■ **Aim of the task**
From the data, copy out every line in which the word "here" appears.

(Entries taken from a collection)
★ ★ ★ ★ ★
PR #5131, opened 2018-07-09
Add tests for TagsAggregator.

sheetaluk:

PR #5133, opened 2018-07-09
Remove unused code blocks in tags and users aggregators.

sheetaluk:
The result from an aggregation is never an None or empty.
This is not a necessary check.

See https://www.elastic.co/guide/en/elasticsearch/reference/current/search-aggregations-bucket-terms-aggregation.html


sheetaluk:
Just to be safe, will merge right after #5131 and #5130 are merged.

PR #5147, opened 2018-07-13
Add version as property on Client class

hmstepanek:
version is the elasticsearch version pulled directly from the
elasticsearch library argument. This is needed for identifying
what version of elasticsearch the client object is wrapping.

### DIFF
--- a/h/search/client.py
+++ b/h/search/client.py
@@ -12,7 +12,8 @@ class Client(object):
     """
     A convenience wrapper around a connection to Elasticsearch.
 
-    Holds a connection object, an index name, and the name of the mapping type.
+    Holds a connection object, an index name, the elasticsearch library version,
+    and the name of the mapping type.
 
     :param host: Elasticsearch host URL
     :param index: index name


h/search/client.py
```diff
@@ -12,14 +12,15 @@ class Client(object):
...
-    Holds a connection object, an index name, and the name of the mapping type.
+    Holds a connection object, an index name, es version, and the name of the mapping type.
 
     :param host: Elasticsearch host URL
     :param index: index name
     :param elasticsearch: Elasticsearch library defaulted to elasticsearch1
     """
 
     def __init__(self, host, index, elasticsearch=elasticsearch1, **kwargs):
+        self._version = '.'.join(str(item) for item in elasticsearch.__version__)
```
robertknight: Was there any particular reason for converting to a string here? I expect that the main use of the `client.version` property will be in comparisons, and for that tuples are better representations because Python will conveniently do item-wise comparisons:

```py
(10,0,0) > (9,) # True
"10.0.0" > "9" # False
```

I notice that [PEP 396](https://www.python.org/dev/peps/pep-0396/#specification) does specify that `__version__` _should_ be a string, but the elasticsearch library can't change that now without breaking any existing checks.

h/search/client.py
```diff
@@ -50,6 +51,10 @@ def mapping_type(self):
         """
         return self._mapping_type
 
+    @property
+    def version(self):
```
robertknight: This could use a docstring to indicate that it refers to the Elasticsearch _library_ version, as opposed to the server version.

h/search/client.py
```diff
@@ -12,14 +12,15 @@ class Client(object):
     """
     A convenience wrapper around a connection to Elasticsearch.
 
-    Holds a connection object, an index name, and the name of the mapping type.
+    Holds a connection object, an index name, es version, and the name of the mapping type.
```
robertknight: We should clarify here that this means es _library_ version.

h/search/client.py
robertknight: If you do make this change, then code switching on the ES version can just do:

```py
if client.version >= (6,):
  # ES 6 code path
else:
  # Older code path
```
★ ★ ★ ★ ★
■ **Exercise response**
robertknight: Was there any particular reason for converting to a string here? I expect that the main use of the `client.version` property will be in comparisons, and for that tuples are better representations because Python will conveniently do item-wise comparisons:
robertknight: We should clarify here that this means es _library_ version.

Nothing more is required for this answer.